I don't agree. I'm actually so much lazy I rarely use the debugger. That gives me a whole lot more time to work on other things instead. If you spend too much time on it you are not productive. You are just messing about.
And one more thing. This is not a
bullshit quote
from the author of C as he definitely knows more about programming wisdom than anybody here combined.I really don't know what you do when you mess about with debuggers, I use the debugger to find out what's wrong with my application instead of messing about with print and guessing, fix the issue, and move on
Good job, you almost made a good argument there: yourlogicalfallacyis.com/appeal-to...
That's the fallacy there. I don't appeal. I respect. Which you don't. No one really likes a wannabe smartass. Plus I have much experience in Software Development to think of my own and to have a pragmatic view of things that work and things that not. I suggest you try that in your life and maybe you will get more free time and less time to be cocky.
Your whole comment is a big "lol". Thanks for the boring conversation, I'm done wasting my time on you.
Thank you for verifying my assumptions to the world. Go on debug something now.

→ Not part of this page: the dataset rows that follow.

PR #642, opened 2026-08-13
fix(runtime): use no-fault probe memory copies

yunwei37:
## Description

Fix probe read/write fault handling without installing a process-wide SIGSEGV handler.

The existing implementation keeps process-wide handler state in thread-local variables, reads an uninitialized sigaction on repeated calls, and leaves the bpftime handler installed after a helper returns. A SIGSEGV on another thread can therefore enter the wrapper without a recoverable application handler and throw from signal context.

This change:

- uses OS-supported no-fault copies (process_vm_readv/process_vm_writev on Linux and Mach VM operations on macOS);
- leaves application SIGSEGV dispositions untouched;
- preserves checked and unchecked build modes;
- propagates probe-check feature definitions into the runtime test target so guarded fault assertions actually run;
- adds regression coverage for repeated valid access, invalid addresses, cross-thread SIGSEGV delivery, handler replacement, and the default handler.

## Type of change

- [ ] Breaking change

## Validation

- Built bpftime_runtime_tests with both LLVM and uBPF backends.
- Enabled-check focused suites pass: 47 assertions in 5 probe cases and 8 assertions in 2 SIGSEGV cases.
- Disabled-check focused suites pass: 43 assertions in 5 probe cases and 8 assertions in 2 SIGSEGV cases.
- The signal regression cases fail on the previous implementation because it replaces and retains the process-wide handler.

No user-facing API or configuration changes are introduced.

### DIFF
--- a/runtime/src/bpf_helper.cpp
+++ b/runtime/src/bpf_helper.cpp
@@ -11,7 +11,12 @@
 #include <system_error>
 #if __APPLE__
 #include <cstdint>
+#include <mach/mach.h>
+#include <mach/mach_vm.h>
 #include <pthread.h>
+#elif __linux__
+#include <sys/syscall.h>
+#include <sys/uio.h>
 #endif
 #ifdef BPFTIME_BUILD_WITH_LIBBPF
 #include "bpf/bpf.h"
@@ -42,9 +47,6 @@
 #include <bpftime_shm_internal.hpp>
 #include <chrono>
 #include <thread>
-#include <setjmp.h>
-#include <signal.h>
-#include <mutex>
 
 #define PATH_MAX 4096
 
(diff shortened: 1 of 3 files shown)


yunwei37:
Final independent review for exact head c5403e6fa70d1b1b6ad0a2b47e940fb49d3aefe5: **APPROVE**, no blockers.

Reviewed points:
- process_vm_readv/process_vm_writev directions and full-copy checks on Linux;
- mach_vm_read_overwrite direction and copied-size verification on macOS;
- concurrent calls and application SIGSEGV disposition preservation;
- enabled/disabled probe-check builds and test macro propagation;
- ABI declarations, regression coverage, scope, and diff growth.

Non-blocking notes: macOS is source-reviewed because this repository has no macOS CI job; checked Linux helpers add syscall overhead and may return EFAULT under unusually restrictive seccomp policies.

A separate external read-only reviewer also returned APPROVE with no blocking findings.

PR #643, opened 2026-08-13
fix(runtime): implement probe read string semantics

yunwei37:
## Description

Implement the expected string-copy semantics for bpf_probe_read_str.

The helper currently calls strncpy and always returns zero. That loses the copied length, may leave a truncated destination unterminated, and lets invalid pointers terminate the process.

This change:

- returns the copied byte count including the terminating NUL;
- NUL-terminates truncated output and returns the destination size;
- returns 0 for a zero-sized destination, matching Linux no-fault copies;
- returns -EFAULT for inaccessible source or destination memory when probe-read checking is enabled;
- clears the destination after source faults, matching Linux probe-string helpers;
- stops at a terminating NUL on the edge of an accessible page without touching the next protected page;
- adds focused tests for complete copies, truncation, zero length, invalid pointers, page-boundary termination, and faults after a partial copy.

This is stacked on #642 because it reuses the no-fault probe-memory primitives introduced there. It should be retargeted to master after #642 merges.

## Type of change

- [ ] Breaking change

## Validation

- Built bpftime_runtime_tests with both LLVM and uBPF backends.
- Enabled-check focused suites pass: 70 assertions in 6 probe cases and 8 assertions in 2 SIGSEGV cases.
- Disabled-check focused suites pass: 48 assertions in 6 probe cases and 8 assertions in 2 SIGSEGV cases.
- The new string test fails on the previous implementation at the first assertion because it returns 0 instead of 5.
- The final full local runtime suite reached 92/94 passing with 8,561,370 assertions; the two remaining failures are environment-dependent existing tests (kernel tail-call permissions and a relative executable-path check), while all probe tests pass.

No helper IDs, registration entries, public APIs, or configuration defaults are changed.

### DIFF
--- a/runtime/src/bpf_helper.cpp
+++ b/runtime/src/bpf_helper.cpp
@@ -389,12 +389,52 @@ uint64_t bpftime_map_peek_elem_helper(uint64_t map, uint64_t value, uint64_t,
 		.bpf_map_peek_elem((int)map, (void *)value, false);
 }
 
-uint64_t bpf_probe_read_str(uint64_t buf, uint64_t bufsz, uint64_t ptr,
-			    uint64_t, uint64_t)
+#ifdef ENABLE_PROBE_READ_CHECK
+extern "C" void jump_point_read_str();
+#endif
+
+int64_t bpf_probe_read_str(uint64_t buf, uint64_t bufsz, uint64_t ptr,
+			   uint64_t, uint64_t)
 {
-	strncpy((char *)(uintptr_t)buf, (const char *)(uintptr_t)ptr,
-		(size_t)bufsz);
-	return 0;
+	if (bufsz == 0)
+		return -EINVAL;
+
+	int64_t ret = -EFAULT;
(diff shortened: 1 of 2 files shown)


yunwei37:
Final independent review for exact head fdd03b0bfa0b2ea30cad1809c320424fb832d893 against base c5403e6fa70d1b1b6ad0a2b47e940fb49d3aefe5: **APPROVE**, no blockers.

Reviewed points:
- complete-copy, truncation, size-one, and zero-size return semantics;
- invalid source/destination handling and destination clearing;
- terminating NUL at a readable page boundary versus a fault on the next page;
- checked/unchecked build behavior and actual test macro propagation;
- Linux/macOS portability, performance, test scope, and code growth.

Non-blocking notes: checked copies pay per-chunk syscall/Mach-call overhead; a successful string larger than the 256-byte scratch buffer is not explicitly tested.

A separate external read-only reviewer also returned APPROVE with no blocking findings.

Issue #302, opened 2021-09-17
STORE:  Cannot remove stored account from google


FrozenKiwi:
Login
Navigate to Account Settings => Account Storage
Toggle "Google Store" (on if necessary, first) then off.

He made a mistake with citation. Other than that mistake he was not the one who was rude. He didn't claim that the other guy was offering 'bullshit' and he didn't resort to being rude until Janne was a douche about it. Janne is the dickhead in this situation. Not Theofanis for making a mistake on who said something.
Edit: Just realised how old this is! Apologies for piping up but my point still stands in my opinion so I'ma leave it thurrr
Again, whoever made the statement is irrelevant. Appeal to authority is a shit argument as well. Rudeness also matters exactly none at all to the correctness of the statement.

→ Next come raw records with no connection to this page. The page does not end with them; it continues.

PR #310, opened 2021-09-22
Fix infinte loop on gen account

FrozenKiwi:
When creating an account, it was possible to overflow the stack if submitting before the validation of any of the inputs was complete

### DIFF
--- a/libs/shared/src/components/UX/Input/index.tsx
+++ b/libs/shared/src/components/UX/Input/index.tsx
@@ -46,7 +46,7 @@ export const UxInput = (props: BaseProps) => {
     else {
       localChange(value);
     }
-  }, [forceValidate, onValidate])
+  }, [forceValidate])
 
   // Reset to default value either if requested, or if defaultValue changes
   useEffect(() => {
--- a/libs/shared/src/containers/Account/reducer.ts
+++ b/libs/shared/src/containers/Account/reducer.ts
@@ -47,7 +47,6 @@ function AccountReducer(address: string, initialState: AccountState) {
 
     ///////////////////////////////////////////////////////////////////////////////////
     // Save/load private details
-
     *getIDX() {
       let idx = this.state.idx;
       if (!idx) {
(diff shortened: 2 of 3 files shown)


libs/shared/src/components/UX/Input/index.tsx
```diff
@@ -46,7 +46,7 @@ export const UxInput = (props: BaseProps) => {
     else {
       localChange(value);
     }
-  }, [forceValidate, onValidate])
```
FrozenKiwi, line 49: because onValidate could be a local fn (in some forms) it could change every re-render

FrozenKiwi: if forceValidate was `true`, then the re-render would trigger re-validation, which would then cause a re-render etc.

libs/shared/src/containers/Account/reducer.ts
```diff
@@ -165,26 +164,19 @@ function AccountReducer(address: string, initialState: AccountState) {
           undefined :
           (per: number) => {
             const percent = Math.floor(per * 100);
-            if (!callback(percent)) {
-              throw ("Operation cancelled");
-            }
+            return !callback(percent);
           }
```
FrozenKiwi, line 168: Throwing here somehow escapes the catch below, however we could just return the cb value and let ethers throw for us

libs/shared/src/containers/Login/index.tsx
```diff
@@ -109,6 +109,9 @@ export const Login = (props: Props) => {
       setPercentComplete(-1);
       if (!__cancel) {
         setValidateFn(() => badPwdValid(password!));
+        // Force validation update by toggling forceValidate
+        setForceValidate(v => !v);
+        setForceValidate(v => !v);
```
FrozenKiwi, line 114: Because onValidate is no longer a trigger for re-validation, we must manually force the validation if we change the validate fn.

Technically, this is only necessary if forceValidate is true, (it is always true here)

MarieTheCoin (approved):

PR #312, opened 2021-09-27
Fix/restart deposits

FrozenKiwi:
Not technically a fix, as it wasn't implemented.

Same mechanism for e-Transfers applied to Deposits

### DIFF
--- a/apps/admin/src/containers/BrokerCAD/Clients/ManualOverride.tsx
+++ b/apps/admin/src/containers/BrokerCAD/Clients/ManualOverride.tsx
@@ -1,8 +1,7 @@
 import React, { useState } from 'react';
-import { AnyAction } from 'redux';
-import { ActionType, storeTransition } from '@thecointech/broker-db';
+import { ActionDataTypes, ActionType, AnyAction, AnyActionData, storeTransition } from '@thecointech/broker-db';
 import { graph } from '@thecointech/tx-etransfer';
-import { etransfer } from '@thecointech/tx-deposit';
+import { etransfer, manual } from '@thecointech/tx-deposit';
 import { Button, Select } from 'semantic-ui-react';
 import { log } from '@thecointech/logging';
 import { manualOverrideTransition } from '@thecointech/tx-statemachine/transitions';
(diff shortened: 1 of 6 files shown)


libs/rbcapi/src/action.ts
```diff
@@ -59,7 +60,9 @@ export class ApiAction {
   step: number = 0;
 
   private constructor(identifier: string) {
-    this.outCache = `/temp/TheCoin/logs/rbcapi/Screenshots/${identifier}`;
+    const base = process.env.TC_LOG_FOLDER ?? tmpdir()
```
FrozenKiwi, line 63: hard-coded path broke linux (and all good coding standards)

apps/admin/src/containers/BrokerCAD/Clients/ManualOverride.tsx
```diff
@@ -2,6 +2,7 @@ import React, { useState } from 'react';
 import { AnyAction } from 'redux';
 import { ActionType, storeTransition } from '@thecointech/broker-db';
 import { graph } from '@thecointech/tx-etransfer';
+import { etransfer } from '@thecointech/tx-deposit';
```
FrozenKiwi, line 5: possibly need better names than 'graph' for the exported transition graphs for our actions

apps/admin/src/containers/BrokerCAD/Clients/ManualOverride.tsx
```diff
@@ -22,10 +23,10 @@ export const ManualOverride = (props: AnyAction) => {
   )
 }
 
-function buildOptions(_type: ActionType) {
+function buildOptions(type: ActionType) {
   // What states can we go to?
-  // Assume eTransfer for now
-  const states = Object.keys(graph);
+  // We may need to consider a cleaner view than the raw to-any-state
+  const states = type == "Buy" ? Object.keys(etransfer) : Object.keys(graph);
```
FrozenKiwi, line 29: does not consider manual purchases, as they will probably never fail (can implement it if it ever proves necessary)

MarieTheCoin: "will never fail" makes me really anxious every times I heard that one it failed at some point

apps/admin/src/containers/BrokerCAD/Clients/ManualOverride.tsx
MarieTheCoin: Is it linked to the "visual" graph?

MarieTheCoin (approved):

apps/admin/src/containers/BrokerCAD/Clients/ManualOverride.tsx
FrozenKiwi: you're right.  Implementing that now

PR #336, opened 2021-11-15
Fix/google store no tab

FrozenKiwi:
Backing up an account would fail if `window.open` is not present or did not work for whatever reason.

Discovered by user when accessing an account from within android messenger


FrozenKiwi:
MERGED now so we can get a publish up asap, but still needs review

PR #337, opened 2021-11-18
Fix/fetch history limit

FrozenKiwi:
Tiny job, massive fix.

After moving our smart contract to polygon, the existing getLog we were using would not search spans of more than 10K blocks.  Unfortunately, because Polygon moves so fast, that range was exhausted in a few days.  

Polygon is built on etherscan though so, which has special-purpose methods for scanning blocks.  Solution, switch provider from Infura to use Etherscan and connect directly.

However, the built-in Etherscan provider didn't work with Mumbai.  Luckily, 3rd party plugin provided that ability.  Unfortunately, it required a slightly newer version of Ethers.  No worries, we upgrade our version of ethers.  Unfortunately, this then conflicted with older versions of ethers used by IDX.  I went to update IDX, and found that all my existing tools had been deprecated, and the whole system switched to a new set in the last few months.  Tried to revert, unfortunately, the mix of new & old ethers was now breaking the devLive configuration.  Threw up hands in despair, upgraded to the new version of IDX (is a lot more dev-friendly, would rather waste cycles going forward than backwards.  After everything was working, tested the system vs devlive.  Unfortunately, the new versions of ethers changed the getLogs we were using to communicate with devlive.  The fix to this mismatch was included in the alpha version of ganache 7.

At this point, I threw up my hands.  Created my own provider, wrote bypass code to use the old version of getLogs in devlive, and then re-wrote the transaction fetch code to run using etherscans fancy new apis.  Then back-ported the new api's to work using the old logs to get devLIve going.

Then, cause it was so much fun, I backported the whole system to dev, so can run the website (with transactions) without devLive

God I hate crypto...


environments/devlive.public.env
```diff
@@ -41,8 +41,8 @@ URL_SERVICE_NFT=http://localhost:7003/api/v1
 # The following variables are obviously environment-specific, so probably shouldn't be in GIT
 TC_LOG_FOLDER=/temp/TheCoin/debug/logs
 
-# When we deploy, attempt to clone production state onto this contract
-DEPLOY_CONTRACT_INIT=clone
+# When we deploy, seed some basic tx logic
```
FrozenKiwi, line 44: cloning prod tages ages, was only useful to test the cloning feature

libs/contract-core/contracts/TheCoin.sol
```diff
@@ -65,7 +65,7 @@ contract TheCoin is ERC20Upgradeable, AccessControlUpgradeable {
     // We record the exact timestamp a transaction was initiated
     // to ensure our tracking is precise (for tax etc).
     // NOTE: timestamp here is in millis (not seconds)
-    event ExactTransfer(address from, address to, uint amount, uint timestamp);
+    event ExactTransfer(address indexed from, address indexed to, uint amount, uint timestamp);
```
FrozenKiwi, line 69: The truffle develop console seemed to be unable to connect to our contract if it was nested.

That wasn't really noticeable until I tried using hte dev console to verify what had happened to all the logs

libs/contract-core/package.json
```diff
@@ -32,9 +31,12 @@
     "clean:contracts": "rimraf ./src/contracts",
     "clean:types": "rimraf ./src/types && rimraf ./migrations/types",
     "test:contract": "truffle test",
-    "prod:test": "cross-env CONFIG_NAME=prodtest yarn _deploy",
-    "dev:live": "yarn wait-port 9545 && cross-env CONFIG_NAME=devlive yarn _deploy",
-    "_deploy": "yarn contract-migrate && yarn contract-verify",
+    "prod:test": "cross-env CONFIG_NAME=prodtest yarn deploy",
+    "dev:live": "yarn wait-port 9545 && cross-env CONFIG_NAME=devlive yarn deploy:polygon",
+    "deploy": "runs-s deploy:*",
+    "deploy:polygon": "truffle migrate --network polygon",
```
FrozenKiwi, line 37: I think I got a bit carried away with centralizing scripts here.  Was more efficient to leave deployement in this file

libs/ethers-provider/src/getDefaultApiKey.ts
```diff
@@ -0,0 +1,36 @@
...
+    case 'arbitrum-testnet':
+    case 'homestead':
+    case 'ethereum':
+    case 'mainnet':
+    case 'kovan':
+    case 'ropsten':
+    case 'goerli':
+    case 'rinkeby':
+    case 'optimism-kovan':
+      return '9D13ZE7XSBTJ94N9BNJ2MA33VMAY2YPIRB'
```
FrozenKiwi, line 19: These are not-my-keys (form the package I sourced this from).

I don't use them, I might remove them (done)

FrozenKiwi:
@MarieTheCoin If you feel like reviewing this, I would definitely value your input

I'm going to merge it in now though because I need to deploy the fixes in here.  I'll re-review it myself tomorrow if you don't see this/get around to it.

PR #344, opened 2021-11-30
Prettier setup

MarieLoupG:
If you are interested in having a uniform formatting for everybody: following this should allow you to format on save your files. It's going to pollute the PRs at first but in the long run should be way better.
 - yarn install
 - Install eslint in VSCode
 - Add in VSCode settings.json
`
    "editor.formatOnSave": false,
    "editor.codeActionsOnSave": {
        "source.fixAll.eslint": true
    }
`


FrozenKiwi:
Hey Marie, I've remembered why I removed prettier in the first place - it's very opinionated about line length.  I try to keep one piece of logic per line, eg:
```ts
thing != explode  // This means one thing
  ? crowd = cheer  // This means something else
  : hospital(crowd); // unrelated to above statement
```
I use this kind of thing quite a lot in code to keep my variables `const` as much as possible, and I struggle with reading when it gets collapsed onto a single line.

I get why prettiers so opinionated, but it's kinda a deal-breaker for me.

I think we can get most of what we want (but without forcing the line length) by using eslint though, no?

PR #345, opened 2021-12-07
Fix/final contract transition

FrozenKiwi:
It's the final step: transitioning from our current contract on the test network onto the polygon network.

This involved adding support for hardware wallets, re-writing our deployment to avoid root-level await.  We also centralized our use of providers, and refactored/re-wrote a large part of our contract.

It is hoped that this is the last large-scale refactoring for a very long time


apps/broker-service/src/status/index.ts
```diff
@@ -16,16 +14,9 @@ export async function current() : Promise<Status> {
...
+    // In dev, we can simply load the BrokerCAD to get it's address
+    const brokerCad = await getSigner('BrokerCAD');
+    return brokerCad.getAddress();
   }
-  // Choose the correct account for test/prod
-  else if (process.env.SETTINGS === 'testing') {
-    return prodtest.BrokerCAD;
-  }
-  return production.BrokerCAD;
+  return process.env.WALLET_BrokerCAD_ADDRESS ?? "BROKER_ADDRESS_MISSING";
```
FrozenKiwi, line 21: Our environment variables can be relied on, and we don't want them in 2 places

libs/contract-core/contracts/TheCoin.sol
```diff
@@ -22,281 +17,52 @@ import "@openzeppelin/contracts-upgradeable/token/ERC20/ERC20Upgradeable.sol";
...
-        require(msg.sender == role_Police, "Invalid sender");
-        _;
-    }
-
-    modifier timestampIncreases(address from, uint256 timestamp)
-    {
-        require(timestamp > lastTxTimestamp[from], "Provided timestamp is lower than recorded timestamp");
-        _;
-    }
+contract TheCoin is Pluggable {
```
FrozenKiwi, line 20: I broke down this file into a series of smaller contracts to isolate each piece of functionality into a more testable unit.

Also, re-wrote most of it to support plugins, use roles, and dropped tap-cap-manager

libs/contract-core/seed/devlive/index.ts
```diff
@@ -0,0 +1,56 @@
+import { DateTime } from 'luxon';
+import { log } from '@thecointech/logging';
+import { ConnectContract, TheCoin, COIN_EXP } from '@thecointech/contract-core';
```
FrozenKiwi, line 3: Moved seeding out of migrations, because it uses a different HW wallet to the original, and we can't do both at the same time

PR #351, opened 2021-12-16
Landing/grid layout

FrozenKiwi:
Converts landing to grid.  Mostly updating navigation/footer.


apps/site-app/lang/en.json
```diff
@@ -435,6 +435,62 @@
...
+  "shared.widgets.balanceandprofit.balance": {
+    "defaultMessage": "Balance",
+    "description": "shared.widgets.balanceandprofit.balance: Title for widget Balance and profit"
+  },
+  "shared.widgets.balanceandprofit.cad": {
+    "defaultMessage": "$CAD",
+    "description": "shared.widgets.balanceandprofit.cad: Title for widget Balance and profit"
+  },
+  "shared.widgets.balanceandprofit.profit": {
+    "defaultMessage": "Profit",
```
FrozenKiwi, line 447: We should probably remove this file from git, and figure out a better way to track translations

MarieTheCoin: I am not sure what the other options are. The only other options I know of are just adding interfaces for translators.

libs/site-semantic-theme/src/semantic/thecoin/globals/site.variables
```diff
@@ -28,6 +28,20 @@
 @pageBackground: @white;
 @maxContentWidth: 1440px;
 
+// Scalable settings run from small to big depending on screen size
```
FrozenKiwi, line 31: scalable settings now available globally (and as a fn, instead of a property)

apps/site-app/lang/en.json
FrozenKiwi: Neither - but there -must- be something?  Like, isn't this a problem that everyone everywhere has?  I did look into some BYO translation services, and there was one good one but required switching i18n library (just... no...)

MarieTheCoin: You are probably going to be mad at me for saying this again but: it was a bit better with the fixed ids.

apps/site-landing/src/containers/App/index.tsx
```diff
@@ -20,28 +18,29 @@ import { MediaContextProvider, mediaStyles } from '@thecointech/shared/component
...
 // - LESS is slower, but offers on-save hot-reload
 // - CSS is faster, but requires manual recompile
-import '../../semantic/semantic.css';
-//import '@thecointech/site-semantic-theme/semantic.less';
+//import '../../semantic/semantic.css';
+import '@thecointech/site-semantic-theme/semantic.less';
 import styles from './styles.module.less';
 
 export const App = () => {
   Prismic.useStore();
```
MarieTheCoin, line 28: Maybe this could be put in a context

apps/site-landing/src/containers/Subscribe/styles.module.less
```diff
@@ -1,46 +1,40 @@
...
+  padding-top   : 80px;
+  display       : flex;
+  flex-direction: column;
+  justify-items : center;
+  color         : white;
 
-  .subContainer {
-    margin: auto;
+  .message {
+    margin    : auto;
```
MarieTheCoin, line 11: Not a big fan of those. It was a while back but some browser refused to interpret those.

apps/site-landing/src/semantic/elements/button.variables
```diff
@@ -0,0 +1,12 @@
+
+@secondaryColor: @theCoinPaletteGreen3;
+// This colors should be added to the palette, however I
+// am finding the palette pretty crowded already (ie, not useful).
+// Will leave here until we can figure out a more efficient way
+// to label our colors
+@secondaryColorHover: #42CBA3;
+@secondaryColorDown: #1CA47F;
```
MarieTheCoin, line 8: Agreed but I am not a big fan of having those codes defined again elsewhere

MarieTheCoin (approved):

apps/site-landing/src/containers/MainNavigation/styles.module.less
```diff
@@ -1,63 +1,62 @@
...
-  @{property}: clamp(unit(@small, @unit),
-      calc(unit(@small, @unit) + (@big - @small) * ((100vw - @tabletBreakpoint) / (@desktopWidth - @tabletWidth))),
-      unit(@big, @unit),
-    );
-}
-
-.scalable(@property, @small, @big) {
-  .scalable-unit(@property, @small, @big, px)
+.background {
+  background-color : white;
```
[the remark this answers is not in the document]
FrozenKiwi: fixed

apps/site-landing/src/containers/App/index.tsx
FrozenKiwi: I'm not sure what you mean - like a react context?

apps/site-landing/src/containers/App/tests/__snapshots__/index.test.tsx.snap
```diff
@@ -1,10 +1,9 @@
 // Jest Snapshot v1, https://goo.gl/fbAQLP
```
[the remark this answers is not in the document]
FrozenKiwi: It's more to test that the page renders than any useful testing of what is rendered.  I think it was disabled for most of our dev life because we were just changing so often

apps/site-app/lang/en.json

Well it does hold relevance when that was the turning point of this particular conversation turning sour. I didn't say anything about appealing to authority. Your last statement was the only thing you said that is true. You can be correct and not a cunt simultaneously though.
Sure seems to me that you are the cunt and dickhead in this conversation if that's all you've come here to do, to fling random insults without making a point.

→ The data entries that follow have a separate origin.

PR #352, opened 2021-12-20
Landing/landscape

FrozenKiwi:
Move Landscape into Grid layout.

Still not animated, but hopefully can get to that soon.

I couldn't figure out how to get the images to line up nicely, so I re-exported them all at max width (1440px).  That means we can anchor them easily & they don't get out of sync with each other.

https://user-images.githubusercontent.com/4876160/146997929-d52a5d46-27ae-465f-8309-5538d8a38b45.mp4


apps/site-landing/src/containers/HomePage/landscape/Background.tsx
```diff
@@ -0,0 +1,7 @@
+import React from 'react';
+import styles from './background.module.less';
+
+export const Background = () => (
+  <div className={styles.background}>
```
FrozenKiwi, line 5: now I'm looking at this again, I don't know why I put background in it's own div.

I don't want to change it now (I've spent too long on this already) but maybe future-me can try merging the background styles onto the content div

apps/site-landing/src/containers/HomePage/landscape/background.module.less
```diff
@@ -0,0 +1,44 @@
...
+    normal;
+
+  background-repeat: no-repeat;
+
+  .smallScreen({
+    background-image: url('./images/mobile.svg');
+    height: 1165px;
+    background-position-x: 48%;
+    background-repeat: no-repeat;
+  })
```
FrozenKiwi, line 43: a lot of work for something that is still static... *sigh*

PR #355, opened 2021-12-22
Landing/cta bottom

FrozenKiwi:


apps/site-landing/src/containers/App/styles.module.less
```diff
@@ -18,7 +18,7 @@
     grid-template-areas:
       "lefth header righth"
       "main  main   main"
-      "leftf footer rightf"
+      "lgap footer rgap"
```
FrozenKiwi, line 21: I've suddenly realized I setup the mobile landing without ensuring my base grid was correct (it's not)

FrozenKiwi: I don't care (for now), as it's fairly low on the list of priorities

apps/site-landing/src/containers/CreateAccountBanner/index.tsx
```diff
@@ -12,9 +9,9 @@ export enum TypeCreateAccountBanner {
     Plants
 }
 
-const images = {
-  [TypeCreateAccountBanner.People]: illustrationPeople,
-  [TypeCreateAccountBanner.Plants]: illustrationPlant,
+const bgStyles = {
+  [TypeCreateAccountBanner.People]: styles.withPeople,
+  [TypeCreateAccountBanner.Plants]: styles.withPlants,
```
FrozenKiwi, line 14: I feel I should make background images part of the style rather than a html `img`.  Better for accessibility etc.  Is that true?

apps/site-landing/src/containers/CreateAccountBanner/styles.module.less
```diff
@@ -1,3 +1,29 @@
-#createAccountBanner.content{
+@import "~@thecointech/site-semantic-theme/variables.less";
+
+.content {
```
FrozenKiwi, line 3: Removed ID because we have multiple CreateAccount banners (even tho they aren't the same element, they could become so in future)

apps/site-landing/src/containers/HomePage/underwater/styles.module.less
```diff
@@ -25,7 +26,7 @@
 
   .body {
     margin-top    : -8px;
-    padding-top   : .scalable(20, 150)[@result];
+    padding-top   : .scalable-clamped-bp(50, 124, @mobileWidth, @midWidth, px)[@result];
```
FrozenKiwi, line 29: I do worry that putting this much math into my CSS will end up killing page performance.

libs/site-semantic-theme/src/semantic/thecoin/globals/site.variables
```diff
@@ -40,21 +40,18 @@
 @maxContentWidth: 1440px;
 
 // Scalable settings run from small to big depending on screen size
-.scalable-unit-bp(@small, @big, @bp, @unit) {
-  @result: calc(unit(@small, @unit) + (@big - @small) * ((100vw - unit(@bp, @unit)) / (@desktopWidth - @bp)))
+.scalable-unit-bp(@small, @big, @smallbp, @bigbp, @unit) {
+  @result: calc(unit(@small, @unit) + (@big - @small) * ((100vw - unit(@smallbp, @unit)) / (@bigbp - @smallbp)))
```
FrozenKiwi, line 44: allow setting breakpoints other than mid/max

I did make a point. You can be correct without being a cunt. Something you clearly struggle with.
Thanks Duke! To me, using an IDE was a personal preference, till I started working on projects which deal with large scale code. I cannot emphasize this more, that using an IDE has a lot of advantage over a pure editor. Simply stated, makes life easier for developers and saves them from many pitfalls, and improves overall productivity.
This. I can't live without my debugger!
When I was in college, a prof once said, there is no engineer that knows everything, that never needs to consult a reference. Good engineers keep their references close at hand, and know when to consult them.
he then went on to detail a bunch of desk refs which are not salient to this article.
This was of course before Google was a thing. But I think the sentiment applies. A good engineer knows when to stop bashing their brains out on the keyboard and just look it up.
My Uncle once said, if it's built by people, people can fix it. Which is a deceptively simple sounding idea. But when you crack it open and start applying it is a gamechanger.
LONG LIVE console.log()
Does someone know the first who face a given problem?
I mean, the moment when you google something and "No records found".
It's SO rare to run into an originally new problem. 99.999% of the times it's probably a different manifestation of a problem somebody has faced before, so you just need to rethink and rephrase to get answers.
this is not always true. based on the tool you use (could be the language, framework or anything else) you could get face some wired situations no one else ever faced before.
last semester our parallel programming prof asked us to do the homework with multi-pascal and apparently it's community dose not exist (and he knew it). so, we had to figure out what to do without any help.